PR #706, opened 2024-04-11
Schema/lessons from functional

gregsdennis:
Importing some improvements found while attempting a new architecture (that didn't work out).

Primarily, schema registration now scans the schema and stores identifier information while also setting base URIs and spec versions.  With all of the identifer info stored in the schema registry, the reference keywords just need to go there.


gregsdennis:
I'm not sure what's going on here, but performance isn't improving, and I still need to jump through hoops to get everything initialized right.  Closing for now, but I will still continue looking at performance improvement opportunities.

━━━━━━━━━━━━━━━━━━━━━━━━━━━━━━

→ Exercise goal
For this exercise, retype each entry from above exactly as it stands.

→ Written solution
PR #706, opened 2024-04-11
Schema/lessons from functional

gregsdennis:
Importing some improvements found while attempting a new architecture (that didn't work out).

Primarily, schema registration now scans the schema and stores identifier information while also setting base URIs and spec versions.  With all of the identifer info stored in the schema registry, the reference keywords just need to go there.


gregsdennis:
I'm not sure what's going on here, but performance isn't improving, and I still need to jump through hoops to get everything initialized right.  Closing for now, but I will still continue looking at performance improvement opportunities.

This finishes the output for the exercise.